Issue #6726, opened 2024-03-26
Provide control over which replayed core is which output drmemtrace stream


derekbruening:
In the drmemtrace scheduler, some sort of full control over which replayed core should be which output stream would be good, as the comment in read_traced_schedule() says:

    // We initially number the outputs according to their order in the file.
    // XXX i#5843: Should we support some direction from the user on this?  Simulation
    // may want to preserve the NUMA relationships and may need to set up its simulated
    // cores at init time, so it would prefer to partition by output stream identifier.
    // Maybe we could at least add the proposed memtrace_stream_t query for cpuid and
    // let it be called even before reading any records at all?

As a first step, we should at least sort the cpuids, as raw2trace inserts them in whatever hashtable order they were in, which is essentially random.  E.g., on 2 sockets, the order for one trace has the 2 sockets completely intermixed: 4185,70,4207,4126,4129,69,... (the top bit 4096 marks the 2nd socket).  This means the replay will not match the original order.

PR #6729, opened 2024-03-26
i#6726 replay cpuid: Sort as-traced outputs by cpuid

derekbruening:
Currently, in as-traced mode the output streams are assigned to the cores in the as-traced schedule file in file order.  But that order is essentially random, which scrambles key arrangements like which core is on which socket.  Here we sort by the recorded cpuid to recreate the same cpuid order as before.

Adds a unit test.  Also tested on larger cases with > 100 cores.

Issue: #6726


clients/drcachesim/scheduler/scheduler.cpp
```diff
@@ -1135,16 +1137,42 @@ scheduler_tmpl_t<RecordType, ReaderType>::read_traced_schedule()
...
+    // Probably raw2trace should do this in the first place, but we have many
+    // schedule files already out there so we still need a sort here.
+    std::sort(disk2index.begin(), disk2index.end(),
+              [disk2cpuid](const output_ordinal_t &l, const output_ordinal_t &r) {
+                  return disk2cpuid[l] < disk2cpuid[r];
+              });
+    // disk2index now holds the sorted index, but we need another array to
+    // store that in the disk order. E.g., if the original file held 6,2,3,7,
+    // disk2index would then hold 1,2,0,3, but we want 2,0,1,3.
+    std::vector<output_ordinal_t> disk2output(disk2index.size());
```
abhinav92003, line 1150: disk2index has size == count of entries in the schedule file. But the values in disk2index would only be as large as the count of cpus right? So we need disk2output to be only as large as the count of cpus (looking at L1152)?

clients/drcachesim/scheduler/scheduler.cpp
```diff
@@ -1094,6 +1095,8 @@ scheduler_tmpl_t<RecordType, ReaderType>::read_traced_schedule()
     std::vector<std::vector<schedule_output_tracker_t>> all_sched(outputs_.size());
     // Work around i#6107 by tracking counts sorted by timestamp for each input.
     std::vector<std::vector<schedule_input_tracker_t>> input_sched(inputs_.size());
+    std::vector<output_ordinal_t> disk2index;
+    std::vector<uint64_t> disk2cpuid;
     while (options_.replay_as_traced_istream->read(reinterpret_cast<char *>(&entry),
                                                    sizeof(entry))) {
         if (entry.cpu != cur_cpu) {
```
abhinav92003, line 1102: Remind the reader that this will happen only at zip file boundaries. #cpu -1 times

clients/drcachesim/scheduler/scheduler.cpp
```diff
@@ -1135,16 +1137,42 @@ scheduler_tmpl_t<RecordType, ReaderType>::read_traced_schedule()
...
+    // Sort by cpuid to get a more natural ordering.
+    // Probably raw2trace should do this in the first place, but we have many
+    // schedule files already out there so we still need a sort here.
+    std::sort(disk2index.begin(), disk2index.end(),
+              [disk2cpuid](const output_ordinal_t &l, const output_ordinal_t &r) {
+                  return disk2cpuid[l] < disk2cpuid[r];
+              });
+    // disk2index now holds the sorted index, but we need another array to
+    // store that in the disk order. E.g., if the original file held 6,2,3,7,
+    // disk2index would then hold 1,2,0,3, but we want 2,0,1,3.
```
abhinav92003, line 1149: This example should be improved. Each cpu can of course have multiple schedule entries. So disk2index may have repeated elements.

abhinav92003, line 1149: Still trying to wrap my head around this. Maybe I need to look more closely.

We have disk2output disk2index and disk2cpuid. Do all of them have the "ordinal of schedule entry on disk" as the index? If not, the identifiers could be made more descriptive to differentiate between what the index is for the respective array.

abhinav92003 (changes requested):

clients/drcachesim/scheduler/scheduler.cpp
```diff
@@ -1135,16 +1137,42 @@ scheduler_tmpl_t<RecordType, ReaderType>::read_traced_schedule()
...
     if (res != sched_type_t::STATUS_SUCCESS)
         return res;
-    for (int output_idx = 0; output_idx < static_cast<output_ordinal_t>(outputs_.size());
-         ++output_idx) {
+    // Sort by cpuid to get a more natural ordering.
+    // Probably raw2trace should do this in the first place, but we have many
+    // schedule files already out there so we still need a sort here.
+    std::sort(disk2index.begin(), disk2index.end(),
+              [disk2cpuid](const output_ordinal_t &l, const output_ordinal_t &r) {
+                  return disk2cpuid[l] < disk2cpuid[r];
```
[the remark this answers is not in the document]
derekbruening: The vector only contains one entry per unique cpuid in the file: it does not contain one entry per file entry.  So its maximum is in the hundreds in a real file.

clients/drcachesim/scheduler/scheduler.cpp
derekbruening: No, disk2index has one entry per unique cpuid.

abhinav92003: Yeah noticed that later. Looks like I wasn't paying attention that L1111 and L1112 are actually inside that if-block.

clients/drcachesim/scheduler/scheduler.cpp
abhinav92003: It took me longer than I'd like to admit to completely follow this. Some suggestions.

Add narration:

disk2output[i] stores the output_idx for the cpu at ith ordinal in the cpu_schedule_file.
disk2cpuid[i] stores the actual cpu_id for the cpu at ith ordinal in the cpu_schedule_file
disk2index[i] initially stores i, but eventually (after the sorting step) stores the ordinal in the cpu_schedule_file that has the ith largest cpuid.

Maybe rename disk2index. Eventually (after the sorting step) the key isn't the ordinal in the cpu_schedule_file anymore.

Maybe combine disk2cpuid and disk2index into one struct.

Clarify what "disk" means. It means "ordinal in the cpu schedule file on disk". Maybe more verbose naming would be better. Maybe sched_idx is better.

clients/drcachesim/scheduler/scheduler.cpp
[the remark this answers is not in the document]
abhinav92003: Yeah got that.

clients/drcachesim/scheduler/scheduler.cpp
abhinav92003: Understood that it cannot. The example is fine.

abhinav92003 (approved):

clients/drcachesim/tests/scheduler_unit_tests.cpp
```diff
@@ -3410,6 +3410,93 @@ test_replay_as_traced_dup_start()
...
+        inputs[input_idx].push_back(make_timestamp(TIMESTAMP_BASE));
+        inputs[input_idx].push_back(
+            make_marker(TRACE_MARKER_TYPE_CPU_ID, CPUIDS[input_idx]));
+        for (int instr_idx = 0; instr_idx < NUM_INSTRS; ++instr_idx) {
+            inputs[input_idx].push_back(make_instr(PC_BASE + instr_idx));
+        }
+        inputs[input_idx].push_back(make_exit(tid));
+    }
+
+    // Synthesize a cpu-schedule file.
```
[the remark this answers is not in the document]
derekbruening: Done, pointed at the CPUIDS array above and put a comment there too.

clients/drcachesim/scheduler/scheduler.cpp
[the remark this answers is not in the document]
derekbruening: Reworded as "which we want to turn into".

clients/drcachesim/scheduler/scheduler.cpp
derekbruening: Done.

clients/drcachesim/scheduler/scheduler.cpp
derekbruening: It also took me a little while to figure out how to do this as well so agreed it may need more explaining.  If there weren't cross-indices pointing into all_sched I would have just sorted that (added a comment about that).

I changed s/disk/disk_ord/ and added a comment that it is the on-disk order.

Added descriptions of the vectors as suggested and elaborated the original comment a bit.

--

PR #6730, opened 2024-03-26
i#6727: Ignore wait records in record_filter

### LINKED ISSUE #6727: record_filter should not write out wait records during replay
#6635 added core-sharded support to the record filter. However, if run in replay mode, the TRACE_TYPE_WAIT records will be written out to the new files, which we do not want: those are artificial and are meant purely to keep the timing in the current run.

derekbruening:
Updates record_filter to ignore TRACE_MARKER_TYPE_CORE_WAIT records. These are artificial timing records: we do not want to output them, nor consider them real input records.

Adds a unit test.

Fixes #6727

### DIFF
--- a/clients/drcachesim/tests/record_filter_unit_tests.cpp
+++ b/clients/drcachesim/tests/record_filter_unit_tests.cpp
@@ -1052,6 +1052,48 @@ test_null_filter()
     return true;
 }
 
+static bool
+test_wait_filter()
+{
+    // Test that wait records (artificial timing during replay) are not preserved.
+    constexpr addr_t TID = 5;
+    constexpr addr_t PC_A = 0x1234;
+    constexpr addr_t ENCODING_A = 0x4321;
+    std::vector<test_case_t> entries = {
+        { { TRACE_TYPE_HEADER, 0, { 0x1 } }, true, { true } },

==

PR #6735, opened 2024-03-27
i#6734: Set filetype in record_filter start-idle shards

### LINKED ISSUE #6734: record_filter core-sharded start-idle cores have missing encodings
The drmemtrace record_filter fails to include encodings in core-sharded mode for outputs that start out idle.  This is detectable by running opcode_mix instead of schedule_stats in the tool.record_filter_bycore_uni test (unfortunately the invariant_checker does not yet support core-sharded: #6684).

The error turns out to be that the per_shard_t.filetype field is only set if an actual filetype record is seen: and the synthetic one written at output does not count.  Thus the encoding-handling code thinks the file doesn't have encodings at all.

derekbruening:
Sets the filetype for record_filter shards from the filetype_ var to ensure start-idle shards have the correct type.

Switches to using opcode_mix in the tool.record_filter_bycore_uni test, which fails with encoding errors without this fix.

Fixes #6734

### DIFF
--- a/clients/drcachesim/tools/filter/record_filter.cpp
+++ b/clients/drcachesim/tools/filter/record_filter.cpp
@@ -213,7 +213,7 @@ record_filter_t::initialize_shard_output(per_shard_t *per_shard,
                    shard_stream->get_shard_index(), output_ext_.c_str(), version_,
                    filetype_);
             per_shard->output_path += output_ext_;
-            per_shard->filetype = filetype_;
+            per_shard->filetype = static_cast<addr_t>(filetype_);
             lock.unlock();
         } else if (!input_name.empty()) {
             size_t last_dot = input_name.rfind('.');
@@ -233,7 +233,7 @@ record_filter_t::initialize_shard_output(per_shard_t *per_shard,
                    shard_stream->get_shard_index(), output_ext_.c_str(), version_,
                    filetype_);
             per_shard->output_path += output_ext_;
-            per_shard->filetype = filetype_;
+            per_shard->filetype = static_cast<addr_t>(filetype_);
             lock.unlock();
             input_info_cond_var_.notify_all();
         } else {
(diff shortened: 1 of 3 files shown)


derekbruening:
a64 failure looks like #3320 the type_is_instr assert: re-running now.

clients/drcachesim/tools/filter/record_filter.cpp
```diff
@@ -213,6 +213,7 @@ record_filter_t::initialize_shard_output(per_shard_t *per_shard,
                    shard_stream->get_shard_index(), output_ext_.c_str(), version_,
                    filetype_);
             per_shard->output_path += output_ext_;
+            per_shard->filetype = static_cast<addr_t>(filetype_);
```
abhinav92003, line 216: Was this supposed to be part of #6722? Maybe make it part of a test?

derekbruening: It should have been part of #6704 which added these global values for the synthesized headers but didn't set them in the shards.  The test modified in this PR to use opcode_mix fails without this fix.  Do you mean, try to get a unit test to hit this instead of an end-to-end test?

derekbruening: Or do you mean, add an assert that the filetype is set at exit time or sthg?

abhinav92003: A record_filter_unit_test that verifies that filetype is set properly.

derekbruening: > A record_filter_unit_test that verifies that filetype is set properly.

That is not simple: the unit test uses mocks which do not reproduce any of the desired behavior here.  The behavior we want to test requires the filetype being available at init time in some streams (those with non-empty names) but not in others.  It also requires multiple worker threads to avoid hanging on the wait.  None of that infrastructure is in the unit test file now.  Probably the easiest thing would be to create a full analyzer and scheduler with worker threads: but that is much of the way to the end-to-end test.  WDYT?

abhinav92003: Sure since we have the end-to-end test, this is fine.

#### [Problem details]
The answer must be a single number: how many lines of the entries contain "records".

#### [Answer to this task]
6